Last month’s first-ever small modular reactor design approval could usher in a new era for nuclear power, provided the technology can live up to the hype.
The U.S. Nuclear Regulatory Commission (NRC) phase 1 review approval of a small nuclear reactor (SMR) design from Portland, Oregon-based NuScale Power means the technology now has a realistic chance of being up and running within a decade.
In a press release, NuScale said its first operational products, for Utah Associated Municipal Power Systems (UAMPS), could be hooked up to the grid “by the mid-2020s,” while Bloomberg reported that the company was aiming for commercial operations in 2026.
The reactor developer next has to get NRC design certification application approval and customer UAMPS needs a combined construction and operating license, NuScale’s director of communications, Mariam Nabizad, told GTM.
But Josh Freed, founder and leader of the clean energy program at center-left think tank Third Way, said NuScale has already changed the global SMR picture.
“Advanced nuclear had always been discussed in the context of being 10 years away from licensing,” he said. “Throughout the 1990s and early part of this century, it never got to that point."
“NuScale marks a significant change because they are building components, testing pieces of the new reactor and are engaged with the NRC in a very methodical process that is moving forward," said Freed. "They’ve got a site selected and a partner in UAMPS. This is a project that is tangible.”
When it goes live, the UAMPS plant could be the definitive test of whether nuclear has a future in many Western economies. In Europe and the U.S. the industry is on the wane, mounting a rearguard PR campaign to claw back fans and betting heavily on SMRs to regain credibility.
That means the UAMPS project, which is set to have a dozen 50-megawatt NuScale SMR modules, will have to buck recent nuclear new-build trends by coming in on time and on budget.
And, critically, it will have to be competitive with other generation sources being built eight years from now. Nabizad said that the estimated overnight cost for the UAMPS project was $2.9 billion, and its target levelized cost of energy was $65 per megawatt-hour.
For comparison, the International Renewable Energy Agency predicts that by 2020, more than half a decade ahead of the UAMPS project going live, onshore wind will be hitting an LCOE of $50 per megawatt-hour and solar will be at $60 per megawatt-hour.
Naturally, NuScale should be able to point to the fact that SMRs do not suffer from intermittency as a reason for paying a premium for nuclear energy.
The NuScale design, unlike traditional reactors, is also supposed to be capable of a certain amount of load-following, which could help it compete with gas plants.
The problem is that neither of these arguments is much of a deal-clincher at the moment, and it is unclear if they will be in eight years’ time.
Gas is beating nuclear not because of its load-following abilities, but because markets, particularly in the U.S., are not set up to fully reward the high-volume carbon emission reductions that reactors can deliver.

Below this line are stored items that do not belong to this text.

PR #1418, opened 2026-04-15
Make exported desktop search provider app icon sizes adjustable

kolunmi:
Added a new environment variable `BAZAAR_DESKTOP_SEARCH_PROVIDER_ICON_SIZE` which may be read as an unsigned integer from 1 to 256 to specify the square pixel size of icons sent to the desktop search provider. This should be configured to be a higher value than its default value of 24x24 when on KDE, as krunner paints result icons as much larger than gnome-shell does. This way, the images will not appear blurry as they have historically on KDE.

@renner0e :eyes:

### DIFF
--- a/src/bz-entry.c
+++ b/src/bz-entry.c
@@ -2343,6 +2343,7 @@ GIcon *
 bz_load_mini_icon_sync (const char *unique_id_checksum,
                         const char *path)
 {
+  guint            icon_size             = 0;
   g_autofree char *main_cache            = NULL;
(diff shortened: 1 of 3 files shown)


renner0e:
Worky! Thank you so much, this is really nice.
image

image image

Results with:
`BAZAAR_DESKTOP_SEARCH_PROVIDER_ICON_SIZE=128 flatpak run io.github.kolunmi.Bazaar`

kolunmi:
image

And with wind- or solar-tied storage plummeting in cost, it is unclear to what extent intermittency will be an issue for intermittent renewables eight years from now. All these factors could fuel concerns that SMRs may never be a viable technology.
Freed said NuScale and others in a growing cohort of would-be SMR developers are well aware of these challenges. “The fact that cost is such a big consideration is a substantial shift from the development of the early light-water reactors,” he said.
“They were entering into a market in the United States that was heavily regulated, and utilities had a monopoly," said Freed. "The business side of NuScale is being built with the recognition that we are, in the U.S. and in developed economies around the world, in a very different environment now.”
But even if NuScale and its brethren can reignite interest in nuclear across the U.S. and Europe, it may still face a threat from within its own industry.
While the NRC’s experience with NuScale is expected to streamline the permitting of other SMR designs, it will be at least a decade until U.S. SMRs start hitting the ground in any meaningful numbers. Meanwhile, Russians and Chinese are building SMRs today.
Everett Redmond, senior technical advisor for new reactor and advanced technology at the Nuclear Energy Institute, outlined the scale of the problem at a roundtable discussion for reporters last month.
“China is bringing online, this year, high-temperature gas pebble bed reactors, commercial ones,” he said. “By the time the United States has a high-temperature gas pebble bed reactor operating, the Chinese will have 10 years of operating experience behind them.”
This article was updated to clarify that customer UAMPS must seek a combined construction and operating license. NuScale is not responsible for obtaining that license.